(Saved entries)
______________________________

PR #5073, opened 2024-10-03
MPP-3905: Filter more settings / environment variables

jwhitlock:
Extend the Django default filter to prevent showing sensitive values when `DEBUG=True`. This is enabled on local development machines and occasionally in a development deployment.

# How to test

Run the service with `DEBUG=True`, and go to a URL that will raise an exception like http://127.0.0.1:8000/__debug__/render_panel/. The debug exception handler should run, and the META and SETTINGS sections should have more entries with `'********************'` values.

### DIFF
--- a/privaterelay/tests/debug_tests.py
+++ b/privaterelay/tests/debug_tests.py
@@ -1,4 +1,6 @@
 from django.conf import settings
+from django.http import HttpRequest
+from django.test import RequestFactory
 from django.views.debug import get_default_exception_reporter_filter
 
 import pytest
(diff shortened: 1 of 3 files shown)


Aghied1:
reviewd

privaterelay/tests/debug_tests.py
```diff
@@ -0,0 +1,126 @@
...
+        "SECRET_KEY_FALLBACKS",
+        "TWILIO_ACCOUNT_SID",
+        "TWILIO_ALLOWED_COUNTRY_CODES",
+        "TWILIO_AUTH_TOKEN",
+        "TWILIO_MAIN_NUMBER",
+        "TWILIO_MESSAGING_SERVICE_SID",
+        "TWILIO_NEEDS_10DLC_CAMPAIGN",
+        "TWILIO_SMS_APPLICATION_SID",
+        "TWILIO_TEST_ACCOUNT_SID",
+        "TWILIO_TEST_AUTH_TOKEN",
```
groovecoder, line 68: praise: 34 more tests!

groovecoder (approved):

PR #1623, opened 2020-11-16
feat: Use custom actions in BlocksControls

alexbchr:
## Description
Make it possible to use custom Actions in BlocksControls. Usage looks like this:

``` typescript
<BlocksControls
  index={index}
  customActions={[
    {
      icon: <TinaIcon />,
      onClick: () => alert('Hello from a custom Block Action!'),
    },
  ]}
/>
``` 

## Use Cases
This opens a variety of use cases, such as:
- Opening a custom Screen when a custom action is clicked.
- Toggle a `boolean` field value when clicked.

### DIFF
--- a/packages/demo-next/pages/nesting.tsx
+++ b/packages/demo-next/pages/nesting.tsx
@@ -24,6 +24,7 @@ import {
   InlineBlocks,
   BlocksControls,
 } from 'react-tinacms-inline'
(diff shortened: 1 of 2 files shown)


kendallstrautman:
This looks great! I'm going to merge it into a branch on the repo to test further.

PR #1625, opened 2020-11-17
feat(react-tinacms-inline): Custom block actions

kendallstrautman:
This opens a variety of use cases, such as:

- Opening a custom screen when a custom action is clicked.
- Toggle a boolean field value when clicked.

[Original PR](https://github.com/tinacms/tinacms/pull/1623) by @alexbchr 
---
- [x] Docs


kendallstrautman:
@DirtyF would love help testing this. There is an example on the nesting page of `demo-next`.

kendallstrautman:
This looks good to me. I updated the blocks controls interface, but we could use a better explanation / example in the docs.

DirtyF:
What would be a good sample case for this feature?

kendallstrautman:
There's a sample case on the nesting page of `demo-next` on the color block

______________________________

**Work request**: Every piece of the data is to be set down again exactly.

**Result of this task**:
PR #5073, opened 2024-10-03
MPP-3905: Filter more settings / environment variables

jwhitlock:
Extend the Django default filter to prevent showing sensitive values when `DEBUG=True`. This is enabled on local development machines and occasionally in a development deployment.

# How to test

Run the service with `DEBUG=True`, and go to a URL that will raise an exception like http://127.0.0.1:8000/__debug__/render_panel/. The debug exception handler should run, and the META and SETTINGS sections should have more entries with `'********************'` values.

### DIFF
--- a/privaterelay/tests/debug_tests.py
+++ b/privaterelay/tests/debug_tests.py
@@ -1,4 +1,6 @@
 from django.conf import settings
+from django.http import HttpRequest
+from django.test import RequestFactory
 from django.views.debug import get_default_exception_reporter_filter
 
 import pytest
(diff shortened: 1 of 3 files shown)


Aghied1:
reviewd

privaterelay/tests/debug_tests.py
```diff
@@ -0,0 +1,126 @@
...
+        "SECRET_KEY_FALLBACKS",
+        "TWILIO_ACCOUNT_SID",
+        "TWILIO_ALLOWED_COUNTRY_CODES",
+        "TWILIO_AUTH_TOKEN",
+        "TWILIO_MAIN_NUMBER",
+        "TWILIO_MESSAGING_SERVICE_SID",
+        "TWILIO_NEEDS_10DLC_CAMPAIGN",
+        "TWILIO_SMS_APPLICATION_SID",
+        "TWILIO_TEST_ACCOUNT_SID",
+        "TWILIO_TEST_AUTH_TOKEN",
```
groovecoder, line 68: praise: 34 more tests!

groovecoder (approved):

PR #1623, opened 2020-11-16
feat: Use custom actions in BlocksControls

alexbchr:
## Description
Make it possible to use custom Actions in BlocksControls. Usage looks like this:

``` typescript
<BlocksControls
  index={index}
  customActions={[
    {
      icon: <TinaIcon />,
      onClick: () => alert('Hello from a custom Block Action!'),
    },
  ]}
/>
``` 

## Use Cases
This opens a variety of use cases, such as:
- Opening a custom Screen when a custom action is clicked.
- Toggle a `boolean` field value when clicked.

### DIFF
--- a/packages/demo-next/pages/nesting.tsx
+++ b/packages/demo-next/pages/nesting.tsx
@@ -24,6 +24,7 @@ import {
   InlineBlocks,
   BlocksControls,
 } from 'react-tinacms-inline'
(diff shortened: 1 of 2 files shown)


kendallstrautman:
This looks great! I'm going to merge it into a branch on the repo to test further.

PR #1625, opened 2020-11-17
feat(react-tinacms-inline): Custom block actions

kendallstrautman:
This opens a variety of use cases, such as:

- Opening a custom screen when a custom action is clicked.
- Toggle a boolean field value when clicked.

[Original PR](https://github.com/tinacms/tinacms/pull/1623) by @alexbchr 
---
- [x] Docs


kendallstrautman:
@DirtyF would love help testing this. There is an example on the nesting page of `demo-next`.

kendallstrautman:
This looks good to me. I updated the blocks controls interface, but we could use a better explanation / example in the docs.

DirtyF:
What would be a good sample case for this feature?

kendallstrautman:
There's a sample case on the nesting page of `demo-next` on the color block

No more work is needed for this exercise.